→ Task to carry out
Filter the entries below, keeping every line that has the word "along".

Saved entries

★ ★ ★ ★ ★ ★ ★

PR #2889, opened 2022-09-16
fix(codewhisperer): bug in handling closing brackets

zixlin7:
## Problem
the level of bracket needs to be greater than or equal to 0. When auto-triggering at a position before the opening `(`, it should be matched up with the closing `)` from right context.
## Solution
before:
Kapture 2022-09-16 at 11 01 24

after:

https://user-images.githubusercontent.com/60411978/190811164-f66720c4-0ca2-460a-b612-c075d03ebb9f.mov

## License


leigaol (approved):

JadenSimon (approved):
Would a bugfix changelog like this make sense? "CodeWhisperer duplicate closing bracket when using recommendation inside brackets"

PR #2893, opened 2022-09-19
feat(YAML): Watch untitled yaml files for cloudformation/sam contents

jpinkney-aws:
## Problem
- Currently, untitled yaml files for cloudformation/sam do not get a schema associated until the file is saved

## Solution
- Watch untitled yaml files for cloudformation/sam contents and apply the schema accordingly
- Allow the file watcher to be able to work with untitled yaml files

To test you can just create a new untitled file and make sure the language is yaml. Then add `AWSTemplateFormatVersion` and it should automatically start detecting the schema

## License

### DIFF
--- a/.changes/next-release/Feature-a4f4b3f0-0449-4e29-a8d1-f7d2c452ebc1.json
+++ b/.changes/next-release/Feature-a4f4b3f0-0449-4e29-a8d1-f7d2c452ebc1.json
@@ -1,4 +1,4 @@
 {
 	"type": "Feature",
-	"description": "Watch untitled yaml files for cloudformation/sam contents"
+	"description": "Enable syntax features for untitled (unsaved) cloudformation/sam yaml files"
 }
--- a/.changes/next-release/Feature-a4f4b3f0-0449-4e29-a8d1-f7d2c452ebc1.json
+++ b/.changes/next-release/Feature-a4f4b3f0-0449-4e29-a8d1-f7d2c452ebc1.json
@@ -1,0 +1,4 @@
+{
+	"type": "Feature",
+	"description": "Watch untitled yaml files for cloudformation/sam contents"
+}
--- a/src/shared/schemas.ts
+++ b/src/shared/schemas.ts
@@ -12,11 +12,11 @@ import { FileResourceFetcher } from './resourcefetcher/fileResourceFetcher'
 import { getPropertyFromJsonUrl, HttpResourceFetcher } from './resourcefetcher/httpResourceFetcher'
 import { Settings } from './settings'
 import { once } from './utilities/functionUtils'
-import { normalizeSeparator } from './utilities/pathUtils'
 import { Any, ArrayConstructor } from './utilities/typeConstructors'
 import { AWS_SCHEME } from './constants'
 import { writeFile } from 'fs-extra'
 import { SystemUtilities } from './systemUtilities'
+import { normalizeVSCodeUri } from './utilities/vsCodeUtils'
 
 const GOFORMATION_MANIFEST_URL = 'https://api.github.com/repos/awslabs/goformation/releases/latest'
 const SCHEMA_PREFIX = `${AWS_SCHEME}://`
@@ -25,7 +25,7 @@ export type Schemas = { [key: string]: vscode.Uri }
 export type SchemaType = 'yaml' | 'json'
 
 export interface SchemaMapping {
-    path: string
+    uri: vscode.Uri
     type: SchemaType
     schema?: string | vscode.Uri
 }
@@ -103,7 +103,7 @@ export class SchemaService {
 
         const batch = this.updateQueue.splice(0, this.updateQueue.length)
         for (const mapping of batch) {
-            const { type, schema, path } = mapping
+            const { type, schema, uri } = mapping
             const handler = this.handlers.get(type)
             if (!handler) {
                 throw new Error(`no registered handler for type ${type}`)
@@ -112,7 +112,7 @@ export class SchemaService {
                 'schema service: handle %s mapping: %s -> %s',
                 type,
                 schema?.toString() ?? '[removed]',
-                path
+                uri
             )
             await handler.handleUpdate(mapping, this.schemas)
         }
@@ -309,11 +309,10 @@ export class YamlSchemaHandler implements SchemaHandler {
             this.yamlExtension = ext
         }
 
-        const path = vscode.Uri.file(normalizeSeparator(mapping.path))
         if (mapping.schema) {
-            this.yamlExtension.assignSchema(path, resolveSchema(mapping.schema, schemas))
+            this.yamlExtension.assignSchema(mapping.uri, resolveSchema(mapping.schema, schemas))
         } else {
-            this.yamlExtension.removeSchema(path)
+            this.yamlExtension.removeSchema(mapping.uri)
         }
     }
 }
@@ -356,6 +355,7 @@ export class JsonSchemaHandler implements SchemaHandler {
 
         let settings = this.getJsonSettings()
 
+        const path = normalizeVSCodeUri(mapping.uri)
         if (mapping.schema) {
             const uri = resolveSchema(mapping.schema, schemas).toString()
             const existing = this.getSettingBy({ schemaPath: uri })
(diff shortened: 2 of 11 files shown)


src/shared/schemas.ts
```diff
@@ -28,6 +28,7 @@ export interface SchemaMapping {
     path: string
```
JadenSimon, line 28: How much work would it be to make this URI instead of a file system path? Then we don't need `virtual`.

src/shared/utilities/vsCodeUtils.ts
```diff
@@ -71,3 +71,10 @@ export async function activateExtension<T>(
 export function promisifyThenable<T>(thenable: Thenable<T>): Promise<T> {
     return new Promise((resolve, reject) => thenable.then(resolve, reject))
 }
+
+export function isUntitledScheme(path: string | vscode.Uri): boolean {
+    if (typeof path === 'string') {
+        return path.startsWith('untitled:')
+    }
+    return path.scheme === 'untitled'
+}
```
JadenSimon, line 80: Personally I wouldn't accept a string here as it would encourage opaque URIs:
```suggestion
export function isUntitledDocument(document: Pick<vscode.TextDocument, 'uri'>): boolean {
    return document.uri.scheme === 'untitled'
}
```

src/shared/watchedFiles.ts
```diff
@@ -7,10 +7,11 @@ import * as vscode from 'vscode'
...
 import * as pathutils from './utilities/pathUtils'
 import * as path from 'path'
+import { isUntitledScheme } from './utilities/vsCodeUtils'
 
 export interface WatchedItem<T> {
     /**
-     * The absolute path to the file
+     * The path to the file
      */
     path: string
```
JadenSimon, line 16: Use URI instead? We shouldn't be using string paths anyway.

src/shared/watchedFiles.ts
```diff
@@ -133,6 +162,24 @@ export abstract class WatchedFiles<T> implements vscode.Disposable {
         }
     }
 
+    /**
+     * Load a virtual document (e.g. untitled documents) into the registry by their content
+     * @param uri the uri of the virtual document
+     * @param contents the contents of the virtual document
+     */
+    public async addVirtualItemToRegistry(uri: vscode.Uri, contents: string): Promise<void> {
```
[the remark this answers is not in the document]
jpinkney-aws: I mostly did it this way to avoid having to pass through the contents with something like:
```
addItemToRegistry(uri: vscode.Uri, quiet?: boolean, contents?: string)
```

I'll play around with it and see if I can simplify some things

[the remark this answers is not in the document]
JadenSimon: Two methods is ok. The bigger problem is that we are distinguishing 'virtual' and 'non-virtual' things. Though this is probably because `load` is an abstract method accepting a path when it should be a method called `parse` accepting the file contents.

JadenSimon (approved):

src/shared/utilities/vsCodeUtils.ts
```diff
@@ -71,3 +71,12 @@ export async function activateExtension<T>(
...
     return new Promise((resolve, reject) => thenable.then(resolve, reject))
 }
+
+export function isUntitledScheme(uri: vscode.Uri): boolean {
+    return uri.scheme === 'untitled'
+}
+
+// If the VSCode URI is untitled then return the string representation, otherwise normalize the filesystem path
+export function normalizeVSCodeUri(uri: vscode.Uri): string {
+    return isUntitledScheme(uri) ? uri.toString() : pathutils.normalize(uri.fsPath)
```
justinmk3, line 81: should we make a stronger check in the normalize() case, to verify that this is indeed a filesystem Uri?

src/shared/watchedFiles.ts
```diff
@@ -22,7 +23,7 @@ export interface WatchedItem<T> {
 /**
  * WatchedFiles lets us index files in the current registry. It is used
  * for CFN templates among other things. WatchedFiles holds a list of pairs of
- * the absolute path to the file along with a transform of it that is useful for
+ * the absolute path to the file or the path to an untitled file along with a transform of it that is useful for
```
justinmk3, line 26:
```suggestion
 * the absolute path to the file or "untitled:" URI along with a transform of it that is useful for
```

src/shared/watchedFiles.ts
```diff
@@ -93,6 +97,26 @@ export abstract class WatchedFiles<T> implements vscode.Disposable {
         await this.rebuild()
     }
 
+    /**
+     * Create a special watcher that operates only on untitled files.
+     * VSCode does not make it easy to watch untitled files and globs won't work without knowing exactly
```
justinmk3, line 102: "Watching" an in-memory file is just listening for the vscode `didChange` event (as done here). I wouldn't expect filesystem watchers to be involved. So the comment is kind of confusing.

```suggestion
     * To "watch" the in-memory contents of an untitled:/ file we just subscribe to `onDidChangeTextDocument`.
```

src/test/dynamicResources/awsResourceManager.test.ts
```diff
@@ -192,7 +192,7 @@ describe('ResourceManager', function () {
         const expectedSchemaLocation = path.join(tempFolder, 'sometype.schema.json')
         assert.ok(existsSync(expectedSchemaLocation))
         assert.strictEqual(mapping.type, 'json')
-        assert.strictEqual(mapping.path.toLowerCase(), editor.document.uri.fsPath.toLowerCase())
+        assert.strictEqual(mapping.uri.fsPath.toLowerCase(), editor.document.uri.fsPath.toLowerCase())
```
justinmk3, line 195: - while we're here would you mind changing this to use `pathUtils.areEqual()`
- same for the other case below

src/shared/utilities/vsCodeUtils.ts
```diff
@@ -76,7 +76,10 @@ export function isUntitledScheme(uri: vscode.Uri): boolean {
     return uri.scheme === 'untitled'
 }
 
-// If the VSCode URI is untitled then return the string representation, otherwise normalize the filesystem path
+// If the VSCode URI is not a file then return the string representation, otherwise normalize the filesystem path
 export function normalizeVSCodeUri(uri: vscode.Uri): string {
-    return isUntitledScheme(uri) ? uri.toString() : pathutils.normalize(uri.fsPath)
+    if (uri.scheme !== 'file') {
+        return uri.toString()
```
justinmk3, line 82: I don't think this will work for `untitled:/` scheme. What I meant to suggest, is something like this:

```
if isUntitledScheme(uri) {
    return uri.toString()
}
if <is-a-file> {
    return pathutils.normalize(uri.fsPath)
} else {
    throw ?
}
}
```

src/test/dynamicResources/awsResourceManager.test.ts
```diff
@@ -217,7 +220,9 @@ describe('ResourceManager', function () {
         // eslint-disable-next-line @typescript-eslint/unbound-method
         const [mapping] = capture(schemaService.registerMapping).last()
         assert.strictEqual(mapping.type, 'json')
-        assert.strictEqual(mapping.uri.fsPath.toString().toLowerCase(), editor.document.uri.fsPath.toLowerCase())
+        assert.ok(
+            pathutils.areEqual(undefined, mapping.uri.fsPath.toLowerCase(), editor.document.uri.fsPath.toLowerCase())
```
justinmk3, line 224: sorry, I meant `testUtil.assertEqualPaths()`

justinmk3 (approved):

src/test/dynamicResources/awsResourceManager.test.ts
```diff
@@ -192,7 +193,7 @@ describe('ResourceManager', function () {
         const expectedSchemaLocation = path.join(tempFolder, 'sometype.schema.json')
         assert.ok(existsSync(expectedSchemaLocation))
         assert.strictEqual(mapping.type, 'json')
-        assert.strictEqual(mapping.path.toLowerCase(), editor.document.uri.fsPath.toLowerCase())
+        testutil.assertEqualPaths(mapping.uri.fsPath.toLowerCase(), editor.document.uri.fsPath.toLowerCase())
```
justinmk3, line 196: toLowerCase() calls should no longer be needed

justinmk3 (approved):

.changes/next-release/Feature-a4f4b3f0-0449-4e29-a8d1-f7d2c452ebc1.json
```diff
@@ -0,0 +1,4 @@
+{
+	"type": "Feature",
+	"description": "Watch untitled yaml files for cloudformation/sam contents"
```
justinmk3, line 3: As a user, it is hard to see the meaning of this feature description. Suggestion:

```suggestion
	"description": "Enable syntax features for untitled (unsaved) cloudformation/sam yaml files"
```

★ ★ ★ ★ ★ ★ ★

→ Task result
- * the absolute path to the file along with a transform of it that is useful for
+ * the absolute path to the file or the path to an untitled file along with a transform of it that is useful for
 * the absolute path to the file or "untitled:" URI along with a transform of it that is useful for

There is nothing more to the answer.